---------- Records for processing
PR #226, opened 2024-08-14
Add option to set path for python executable for tests

agoscinski:
When running the tests in an environment, the pythonjob tests might fail because the wrong python executable fetched.  The environment gives the possibility to specify the executable for these tests.

### DIFF
--- a/tests/test_python.py
+++ b/tests/test_python.py
@@ -4,7 +4,7 @@ from typing import Any
 
 
 @pytest.mark.usefixtures("started_daemon_client")
-def test_decorator(fixture_localhost):
+def test_decorator(fixture_localhost, python_executable_path):
     """Test decorator."""
 
     @task.pythonjob(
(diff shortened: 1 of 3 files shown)


tests/test_python.py
```diff
@@ -423,7 +438,13 @@ def make_supercell(atoms: Atoms, dim: int) -> Atoms:
 
     wg = WorkGraph("test_PythonJob_retrieve_files")
     wg.add_task(
-        "PythonJob", function=make_supercell, atoms=atoms, dim=2, name="make_supercell"
+        "PythonJob",
+        function=make_supercell,
+        atoms=atoms,
+        dim=2,
+        name="make_supercell",
+        computer="localhost",
```
agoscinski, line 446: Here I added computer, because it was missing

superstar54 (approved):
LGTM!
--------------------
_Work order_:
Write out the whole listing verbatim.

_Result for this task_:
PR #226, opened 2024-08-14
Add option to set path for python executable for tests

agoscinski:
When running the tests in an environment, the pythonjob tests might fail because the wrong python executable fetched.  The environment gives the possibility to specify the executable for these tests.

### DIFF
--- a/tests/test_python.py
+++ b/tests/test_python.py
@@ -4,7 +4,7 @@ from typing import Any
 
 
 @pytest.mark.usefixtures("started_daemon_client")
-def test_decorator(fixture_localhost):
+def test_decorator(fixture_localhost, python_executable_path):
     """Test decorator."""
 
     @task.pythonjob(
(diff shortened: 1 of 3 files shown)


tests/test_python.py
```diff
@@ -423,7 +438,13 @@ def make_supercell(atoms: Atoms, dim: int) -> Atoms:
 
     wg = WorkGraph("test_PythonJob_retrieve_files")
     wg.add_task(
-        "PythonJob", function=make_supercell, atoms=atoms, dim=2, name="make_supercell"
+        "PythonJob",
+        function=make_supercell,
+        atoms=atoms,
+        dim=2,
+        name="make_supercell",
+        computer="localhost",
```
agoscinski, line 446: Here I added computer, because it was missing

superstar54 (approved):
LGTM!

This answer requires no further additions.